I loved the introduction, and his comment on how historically food writing has concerned itself more with what happens around the table than what's on it. (Yes, I thought, and that's what I hate about food tv). But it ground to a halt not long after that. I do recognize pieces here and there that appeared in the New Yorker, and they are better--more entertaining and tightly focused--than the material at surrounds it. But mostly the book just drags on. Gopnik rhapsodizes and rhapsodizes, but it's not balanced by his traditional research and sharp observations. And so it grows tedious. Skip this one and read anything else of his.
I did benefit from reading this book, however. It helped me recall aspects of European food history that I had learned at one time but had forgotten. I appreciated Gopnik’s chapter, “Who Made the Restaurant?” for just this reason. He offered a brief history of the French term, _restaurant_, and how it moves from meaning a healthy broth—a restorative—to a type of establishment where diners choose where and with whom they will eat, and where they also choose their meal from an a la carte menu. For that matter, the entire Part One, “Coming to the Table” is worth consideration because it analyzes a dining style that Westerners today are so familiar with that they simply take it for granted (be it eating at a Howard Johnson's or a fancy French restaurant). Gopnik places restaurant dining in a distinct time and place in food history, making this ordinary ritual seem quite extraordinary.

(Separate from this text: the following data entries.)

PR #899, opened 2020-11-24
VTCCA-3786 Property Linking Start page Timeout Dialog Bug

reddy-yattapu:
Timeout Dialog should be shown only if user is logged in


PeterPerhac:
👍  lgtm

PR #911, opened 2021-01-07
VTCCA-3853: added validation to ensure phone number is all digits

habeeb01:


darrell-plant:
LGTDz 👍

app/models/registration/AdminUser.scala
```diff
@@ -81,7 +82,7 @@ object AdminUser {
       keys.address                -> addressMapping,
       keys.dateOfBirth            -> dmyPastDate,
       keys.nino                   -> nino,
-      keys.phone                  -> nonEmptyText(maxLength = 15),
+      keys.phone                  -> nonEmptyText(maxLength = 15).verifying("error.invalidPhoneNumber", num => num.forall(_.isDigit)),
```
PeterPerhac, line 85: i wonder if this is the correct validation rule, because i think it would be valid to include some spaces or the plus sign, or possibly some people might include dashes or brackets... 

`+44 (0)7591 231 233`

or something like that... could still be considered valid.

PeterPerhac:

No matter where I was in Gopnik’s study, I discovered fascinating and important information about food culture. I knew little about the progression of alcoholic beverages during a formal meal, how it is common to begin with champagne and from there move to white wine to red, then liqueurs and brandies, and finally a sweet wine. This progression is largely an English invention, not French, and it happened in relatively recent times. Nor did I know much about the difference between the café and the restaurant, and Gopnik effectively explains that the restaurant is about the chef and what he or she chooses to cook, while the café is about the patrons, where “pleasure can be rented for the price of a coffee.” In what I consider a flash of brilliance, Gopnik uses the history of the café and the restaurant to get at why British food has historically been bad compared to French food.

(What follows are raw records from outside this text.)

PR #924, opened 2021-02-04
VTCCA-3480 Claim Property journey change to adopt Welsh properties ba…

reddy-yattapu:
I had a chat with Karen
I find the First propertyLinkEarliestStartDate from Summary List, It does not matter It would be ListType is either Draft or Current

### DIFF
--- a/app/services/propertylinking/PropertyLinkingService.scala
+++ b/app/services/propertylinking/PropertyLinkingService.scala
@@ -72,7 +72,7 @@ class PropertyLinkingService @Inject()(
     for {
       propertyHistory <- propertyLinkConnector.getPropertyHistory(uarn)
       earliestStartDate: Option[LocalDate] = propertyHistory.history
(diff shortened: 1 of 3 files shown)


app/services/propertylinking/PropertyLinkingService.scala
```diff
@@ -72,7 +72,7 @@ class PropertyLinkingService @Inject()(
     for {
       propertyHistory <- propertyLinkConnector.getPropertyHistory(uarn)
       earliestStartDate: Option[LocalDate] = propertyHistory.history
-        .find(pv => pv.listType == ListType.CURRENT && pv.valuationStatus == ValuationStatus.CURRENT)
+        .find(_.propertyLinkEarliestStartDate.isDefined)
```
habeeb01, line 75: is there a test that covers this scenario? might be worth adding one if it doesn't already exist

reddy-yattapu: I have added new testcase Please check

habeeb01:
LGTM 👍

PR #926, opened 2021-02-23
VTCCA-3884 - Page title has '- Valuation Office Agency - GOV.UK' twice

zahiriqbal:
Removed duplicate wording from messages file


zahiriqbal:
Error in signing

PR #933, opened 2021-03-02
VTCCA-3912 changed the options for a question

zahiriqbal:


darrell-plant:
LGTDz 👍 (have agreed for now not to change the error message as suggested by Rhys as we use a generic message of "Please select an option" on simple radio groups. If we need custom messages per page, then it could be done as part of a bigger change or folding into this PR after discussion with @habeeb-olayemi )

habeeb01:
I agree with you @darrell-plant. We'll probably need to feed that back to Rhys. Just so he's aware of the content that will be released (we can mention at the stand up)....LGTM 👍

Nonetheless, Gopnik’s narrative can become overwrought or disjointed. He flits from thing to thing, absorbed occasionally with his own rhetorical flourishes. Thus, it’s amusing when Gopnik, comparing gourmands to theater buffs, imagines that theater buffs would find that “an eighteenth-century Shakespeare performance would surely swing between recognizably sublime moments and weirdly remote rhetorical flourishes;” in many ways, that’s what Gopnik’s own book does. He has “recognizably sublime moments”, like when he offers an analysis of how seduction and sex relate to the restaurant’s cultural development, and then “weirdly remote rhetorical flourishes”, particularly when he composes these long, sometimes embarrassing emails to the long-dead female aesthete, Elizabeth Robbins Pennell (whose _Feasts of Autolycus_ is a culinary gem ).

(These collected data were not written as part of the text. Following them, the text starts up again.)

PR #934, opened 2021-03-04
VTCCA-3954 Migrate to External Available Property Links endpoint

reddy-yattapu:


habeeb01:
LGTM 👍

app/connectors/propertyLinking/PropertyLinkConnector.scala
```diff
@@ -103,29 +103,27 @@ class PropertyLinkConnector @Inject()(config: ServicesConfig, http: HttpClient)(
...
-        Some("sortorder"                    -> searchParams.sortorder.toString),
-        agentAppointed.map("agentAppointed" -> _),
-        Some("organisationId"               -> organisationId.toString),
-        Some("agentOrganisationId"          -> agentOrganisationId.toString)
-      ).flatten ++
-        List(
-          "startPoint"           -> pagination.startPoint.toString,
-          "pageSize"             -> pagination.pageSize.toString,
-          "requestTotalRowCount" -> pagination.requestTotalRowCount.toString
+    val ownerAuthResult = agentAppointed.getOrElse("BOTH") match {
```
PeterPerhac, line 109: "BOTH" could be replaced by "foobar" and it would still work. I think in this case an if-statement would be better. 

```scala
if (agentAppointed.contains("NO") { getMyOrganisationsPropertyLinks(searchParams, pagination) } else {...}
```

app/connectors/propertyLinking/PropertyLinkConnector.scala
```diff
@@ -103,29 +103,27 @@ class PropertyLinkConnector @Inject()(config: ServicesConfig, http: HttpClient)(
...
+      case "NO" =>
+        getMyOrganisationsPropertyLinks(searchParams, pagination)
+      case _ =>
+        http.GET[OwnerAuthResult](
+          s"$baseUrl/my-organisation/agents/$agentCode/available-property-links",
+          List(
```
PeterPerhac, line 115: You're wrapping half of the mandatory parameters in Some. Then flattening. Either do all of them in Some and flatten at the end, or - since it's only the address that is optional - so you could this instead:
```scala
searchParams.address.map("address" -> _).toList ++ List(
 "sortField"            -> searchParams.sortfield.toString,
 "sortOrder"            -> searchParams.sortorder.toString,
 "startPoint"           -> pagination.startPoint.toString,
 "pageSize"             -> pagination.pageSize.toString,
 "requestTotalRowCount" -> pagination.requestTotalRowCount.toString
)
```

PeterPerhac:
2 small nitpicks but otherwise looks good 👍

PeterPerhac:
👍  Thanks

Ultimately, I would recommend Gopnik's study to the committed food scholar and academic more so than to a casual food lover, even though Gopnik is himself a journalist, not an academic. The writing is at times overly dense and the argument convoluted; one has to work hard to extract from the book the important elements. It’s worth the labor if one lives and breathes food studies, but probably not as enticing for those who might instead enjoy curling up with some marvelously well-written and penetrating essays on food culture by Elizabeth David, Calvin Trillin, or indeed, Elizabeth Robins Pennell herself.